Apache Airflow is a powerful open-source tool for orchestrating workflows, but getting it up and running—especially on Windows—can be a challenge. During my recent deep dive into Airflow, I explored various installation methods and discovered the best approach that worked for me. In this post, I’ll share my findings and guide you through setting up Airflow on a Windows machine in a way that actually works.


What is Apache Airflow?

Apache Airflow is an open-source platform for developing, scheduling, and monitoring batch-oriented workflows. It allows users to define workflows as Directed Acyclic Graphs (DAGs) using Python. Airflow then handles the scheduling and execution of tasks, ensuring efficient workflow management.

While Airflow itself isn’t particularly difficult to use, setting it up—especially on a Windows system—can be quite tricky due to its reliance on Linux-based dependencies.


Challenges of Installing Airflow on Windows

Airflow is designed to run on Unix-based systems, which means Windows users need to find workarounds. The most common approaches include:

  • Running Airflow inside Docker containers
  • Setting up Windows Subsystem for Linux (WSL)
  • Using a Virtual Machine (VM) with Ubuntu

Each method has its pros and cons, but in my experience, running Airflow on an Ubuntu VM provided the most stable and reliable setup.

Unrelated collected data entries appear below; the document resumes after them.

PR #5377, opened 2023-08-15
Fix context leak in tests

munahaf:
**What changed?**
A marker has been added to the code. This is not an actual fix, but a marker denoting that there may be a bug.

**Why?**
In file: taskpoller.go, there is a function ```createContext``` that contains a cancellation function returned by ```context.WithTimeout```. However, the cancellation function is ignored using ```_```. I suggested that the cancellation function must be called or the new context will remain live until the parent context is cancelled. I did not propose a fix since I am not familiar with the business logic. However, the codebase appears to be following that prescribed convention in other parts.

Sponsorship and Support:
This work is done by the security researchers from OpenRefactory and is supported by the Open Source Security Foundation (OpenSSF)(https://openssf.org/): Project Alpha-Omega(https://alpha-omega.dev/). Alpha-Omega is a project partnering with open source software project maintainers to systematically find new, as-yet-undiscovered vulnerabilities in open source code - and get them fixed – to improve global software supply chain security.

**How did you test it?**
Not reproduced.

**Potential risks**
Cannot ascertain.

**Release notes**
Appears not a release candidate.

**Documentation Changes**
Appears no change is needed.


host/taskpoller.go
```diff
@@ -454,7 +454,8 @@ func (p *TaskPoller) PollAndProcessActivityTaskWithID(dropTask bool) error {
 }
 
 func createContext() context.Context {
-	ctx, _ := context.WithTimeout(context.Background(), 90*time.Second)
+	ctx, cancel := context.WithTimeout(context.Background(), 90*time.Second)
+        defer cancel()
```
Shaddoll, line 458: the context will be cancelled immediately after this function returns. We should also return cancel and let caller to call cancel.
BTW, this code is only used in our integration test. It's not good but it's ok.

adonovan: If you run "go vet" over your code, it should point out mistakes of this kind. For example:
https://go.dev/play/p/1zlF7qFbzhY

taylanisikdemir: hey @adonovan, the proper fix would be to return cancel callback and change all the callers with `defer cancel()`. Do you want to proceed with that? Otherwise let's close this PR and we will find someone else to address it

openrefactorymunawar:
I have prepared an updated patch. However, I am traveling now and cannot access the GitHub account used to create the pull request. I will address this in about a week.

host/taskpoller.go
openrefactorymunawar: I have prepared an updated patch. However, I am traveling now and cannot access the GitHub account used to create the pull request. I will address this in about a week.

Groxx:
While I agree with this in general, I don't think it's true for `context.Background()`.

The leak would be coming from the parent's list of children to propagate cancels, but a background context both does not have that list, and it has a nil `done` chan so this branch is taken when making a cancel-context derived from it: https://cs.opensource.google/go/go/+/refs/tags/go1.21.5:src/context/context.go;l=461

So these should be cleaned up as soon as they're garbage-collectable.  Which is fine.

That said, these kinds of funcs mean we can't easily add context data (no parent-ctx arg), and this is a potential landmine if we did (because at that point it'd likely leak).  So as long as we've got a clear path to cancel correctly, it seems like an improvement.

taylanisikdemir (approved):
thanks for addressing this!

PR #5389, opened 2023-08-29
Bump Sarama to v1.41.0 and handle consumer state

dnwe:
**What changed?**

Bump Sarama to v1.41.0 and handle consumer state. When either the messages channel is closed or the session context is done, the ConsumeClaim func should break out of the for loop and return.

Note: the module path has changed to github.com/IBM/sarama since ownership transitioned away from Shopify

**Why?**

Pulling in latest updates and new module path. Also correcting consumer group implementation to handle rebalance states.

**How did you test it?**

`go test --failfast ./...`

**Potential risks**

If user has not previously configured a kafkaVersion setting that is equal to or older than their target server then they might see incompatible protocol attempted, as Sarama now supports a more complete set of versions

**Release notes**

N/A

**Documentation Changes**

N/A


taylanisikdemir:
Closing this one as part of old PR cleanup effort. @neil-xie will evaluate the risks of this upgrade and apply in a separate PR with proper tests if we see fit.

PR #5390, opened 2023-08-29
Enable json index

bowenxia:
**What changed?**
1. removed previously flattened custom search attributes. Need to change code of both Pinot request and response. 
2. update pinot schema: delete the custom search attributes in schema & add an Attr column
3. update pinot config: enable json index for Attr column
4. re-design & re-implement PinotQueryValidator
5. update unit tests accordingly

**Why?**
We flatten the custom search attributes previously for Pinot, and this caused a problem that the response will return every attribute even though those were null, and the impact is, the response is 7x bigger in dev2. We believe this will be bigger in production envs since there are more custom search attributes. And it is not solvable on Pinot side because of its response format. 
Using json index: 
1. Pinot can treat the custom search attribute field as a json format, which means, all the custom attributes will be combined in 1 field within Pinot, and when there're null values, it won't store in Pinot, thus also won't return in the response.
2. If we use flattened custom search attributes, every time we need to onboard new custom attributes, we need to update the kafka schema, which will take 24h of waiting to take effect on Pinot side, which is unacceptable.  Using json index, everything will be stored in custom search attribute field as a Json format.

Why we need to redesign and re-implement PinotQueryValidator:
At the very first beginning, when we translate the exact match & partial match query from ES format to Pinot format, our code can't deal with a string with and/or, so we reused the validator code from frontend that can split the query using an object called *sql expression*.
The validator code has a string input, and a sql expression output. Given that right now, we are exploring Json index, we need to translate exact match & partial match into Json index format. But the problem is, sql expression doesn't have the related component. So we need to redesign and reimplement the validator to only use the parser to split the left & right side of a comparison expression, and then output a string instead of a sql expression.

**How did you test it?**
Unit test. Will run integration test after this commit. 

**Potential risks**

**Release notes**

**Documentation Changes**


common/pinot/pinotClient.go
```diff
@@ -153,7 +151,7 @@ func (c *PinotClient) getInternalGetClosedWorkflowExecutionResponse(resp *pinot.
 	schema := resp.ResultTable.DataSchema // get the schema to map results
 	columnNames := schema.ColumnNames
 	actualHits := resp.ResultTable.Rows
-	response.Execution = ConvertSearchResultToVisibilityRecord(actualHits[0], columnNames, c.logger, isSystemKey)
+	response.Execution = ConvertSearchResultToVisibilityRecord(actualHits[0], columnNames, c.logger)
```
neil-xie, line 154: The isSystemKey() method below can also be removed

neil-xie: Do we no longer need any kind of system key check or it is required when build the query?

bowenxia: Yes we don't need it anymore since it is already be checked in frontend. We can be 100% sure that those are valid.

common/types/mapper/thrift/shared.go
bowenxia, line 1: I commented these 2 things because of some dependency/version issue

docker/dev/cassandra-pinot-kafka.yml
bowenxia, line 1: Pinot has a way better performance, and more stable when I updated the version.

neil-xie (approved):

PR #5399, opened 2023-09-13
Improve poller detection for isolation

Shaddoll:
**What changed?**
Improve poller isolation group detection

**Why?**
If pollers from one isolation group is completely down, we want to redistribute the tasks from that isolation to other pollers ASAP. Previously, it takes 5 mins to detect that. With this change we can reduce it to 10s.

**How did you test it?**
unit test

**Potential risks**
If not implemented correctly, there could be more leaks (tasks not picked by pollers from the same zone)

**Release notes**

**Documentation Changes**

### DIFF
--- a/service/matching/taskListManager.go
+++ b/service/matching/taskListManager.go
@@ -27,6 +27,7 @@ import (
 	"context"
 	"errors"
 	"fmt"
+	"sort"
 	"sync"
 	"sync/atomic"
 	"time"
@@ -92,6 +93,11 @@ type (
 		TaskListID() *taskListID
 	}
 
+	outstandingPollerInfo struct {
+		isolationGroup string
+		cancel         context.CancelFunc
+	}
+
 	// Single task list in memory state
 	taskListManagerImpl struct {
 		createTime      time.Time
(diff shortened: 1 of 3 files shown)


service/matching/taskListManager.go
```diff
@@ -120,7 +126,7 @@ type (
 		// outstanding poller when the frontend detects client connection is closed to
 		// prevent tasks being dispatched to zombie pollers.
 		outstandingPollsLock sync.Mutex
-		outstandingPollsMap  map[string]context.CancelFunc
+		outstandingPollsMap  map[string]outstandingPollerInfo
```
davidporter-id-au, line 129: Mind adding a comment as to what the key is? I think it's pollerid?

service/matching/taskListManager.go
```diff
@@ -618,6 +624,21 @@ func (c *taskListManagerImpl) getIsolationGroupForTask(ctx context.Context, task
 	return defaultTaskBufferIsolationGroup, nil
 }
 
+func (c *taskListManagerImpl) getPollerIsolationGroups() []string {
+	groupSet := c.pollerHistory.getPollerIsolationGroups(time.Now().Add(-10 * time.Second))
```
davidporter-id-au, line 628: Mind adding a comment about what 10 seconds comes from?

davidporter-id-au: Ah, I hadn't read the code in func `(c *taskListManagerImpl) HasPollerAfter` closely enough, thank you for the correction. I had the wrong picture in my head regarding the risk of missing the poller. this historical lookback is used in addition to a map of outstanding polls.

davidporter-id-au (approved):

PR #211, opened 2020-10-29
Minor cleanup, including:

mseaton:
* log4j files should not be included in modules, as they overwrite the default openmrs appenders, this removes those in non-test projects
* CapturingPrintWriter is useful outside of a test context, so moving it
* A few private methods on DateWidget are useful to be able to use outside the class, make them public
* Remove unnecessary test dataset and just incorporate it into the main test dataset
* Add documentation for deploy web approaches in the pom
* Cleanup of incorrect javadoc
* Replace use of isVoided, which is deprecated and doesn't handle null, with BooleanUtils


mseaton:
I didn't create a ticket for this @mogoodrich - hopefully this is sufficiently non-controversial, especially considering this is part of the 4.0.0-SNAPSHOT release, which is a major version change.

PR #213, opened 2020-11-19
HTML-765 - Support initial values after they have been removed from t…

mseaton:
…he schema

### DIFF
--- a/api/src/main/java/org/openmrs/module/htmlformentry/widget/SingleOptionWidget.java
+++ b/api/src/main/java/org/openmrs/module/htmlformentry/widget/SingleOptionWidget.java
@@ -4,8 +4,14 @@ import javax.servlet.http.HttpServletRequest;
 import java.util.ArrayList;
 import java.util.List;
 
+import org.openmrs.Concept;
+import org.openmrs.OpenmrsData;
+import org.openmrs.OpenmrsMetadata;
 import org.openmrs.OpenmrsObject;
 import org.openmrs.module.htmlformentry.FormEntryContext;
+import org.openmrs.module.htmlformentry.HtmlFormEntryUtil;
+import org.openmrs.module.htmlformentry.element.ValueStub;
+import org.openmrs.util.OpenmrsUtil;
 
 /**
  * This represents a single widget on a form which presents several coded options, of which only one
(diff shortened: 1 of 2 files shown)


mogoodrich (commented):
Generally looks good, but one comment:  should we also add a call to "addOptionIfMissing(this.initialValue)" if this.initialValue is not null to the setOptions method? (ie the use case where someone might set the initialValue before they set the options?)

mseaton:
It's a good question - I guess given how I implemented this in the end, that wouldn't hurt.  I considered this at the start and thought it might complicate things, and when I analyzed the code I found that in every instance of usage, options were fully set first and initialValue was set after, so I figured it would be ok.  If you'd like me to add that in I can.

mogoodrich:
Seems worth doing, just to be safe... but if there are cases I'm not thinking of where it might not do the right thing or actually hurt, let me know?

mseaton:
Thanks @mogoodrich  - done.

api/src/main/java/org/openmrs/module/htmlformentry/widget/SingleOptionWidget.java
```diff
@@ -36,6 +42,57 @@ public void setInitialValue(Object initialValue) {
...
+	}
+	
+	/**
+	 * The purpose of this method is to determine if the initial value configured on the widget is among
+	 * the options configured for the widget. If it is not among the options, then add it to the
+	 * available options, in order to ensure that existing forms that are opened and no longer contain
+	 * the same options that they were saved with are able to properly display and edit existing data
+	 * without loss.
+	 */
+	protected void addOptionIfMissing(Object initialValue) {
```
mks-d, line 56: I wonder if the original behaviour of `addOption(Option)` is still used as such in the end? From here on 'add option' will always be 'add option if missing' no?

Also I wonder why those `options` are not a set, based on an appropriate comparator, namely: `OpenmrsUtil.nullSafeEquals`.

mseaton: @mks-d that's a good point.  I've been going back and forth as to whether to act on this, but I'm going to leave it alone for now.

Setting Up Airflow on an Ubuntu Virtual Machine

If you’re looking for a robust way to run Apache Airflow on Windows, using a virtual machine with Ubuntu is a great option. Here’s how you can set it up:

1. Install VirtualBox and Set Up Ubuntu

  • Download and install VirtualBox.
  • Create a new Ubuntu VM and allocate sufficient resources (at least 2 CPU cores, 4GB RAM).
  • Ensure the system is updated: sudo apt update && sudo apt upgrade -y

2. Install Required Dependencies

  • First, install necessary system packages: sudo apt-get install software-properties-common sudo apt-add-repository universe
  • Install Python and required libraries: sudo apt-get install python3-pip python3-setuptools

3. Install Airflow and Setup a Virtual Environment

To keep things organized, it’s a good idea to use a virtual environment for Airflow. You can do this using Conda:

  • Install Anaconda:
    • Download the Debian package for Anaconda from Anaconda.com
    • Install it with: bash Anaconda3-<version>-Linux-x86_64.sh
  • Create a new Airflow virtual environment: conda create --name airflow-environment python=3.9 conda activate airflow-environment
  • Set the AIRFLOW_HOME environment variable: export AIRFLOW_HOME=~/airflow-environment
  • Install Airflow dependencies: sudo apt-get update && sudo apt-get install -y python-setuptools python3-pip python-dev libffi-dev libssl-dev zip wget sudo apt-get install gcc python3-dev
  • Install Airflow and additional packages: pip install apache-airflow pip install apache-airflow[kubernetes] pip install statsd cryptography pyspark

4. Initialize and Start Airflow

  • Initialize the Airflow database: airflow db init
  • Create an admin user (only needs to be done once): airflow users create --role Admin --username admin --email admin@example.com --firstname Admin --lastname User --password my_secure_password
  • Start the Airflow web server: airflow webserver --port 8080
  • In a separate terminal, start the scheduler: airflow scheduler
  • Open a browser and navigate to http://localhost:8080 to access the Airflow UI.

Final Thoughts

After experimenting with different setups, I found that running Apache Airflow on an Ubuntu Virtual Machine was the most effective way to get it running on Windows. While Docker and WSL are viable alternatives, a VM provided the most stable and predictable experience for my workflows.

If you’re looking for a hassle-free way to get started with Airflow on Windows, I highly recommend trying the virtual machine approach. Hopefully, this guide saves you some time and frustration! If you have any questions or want to share your own experience with setting up Airflow, feel free to drop a comment!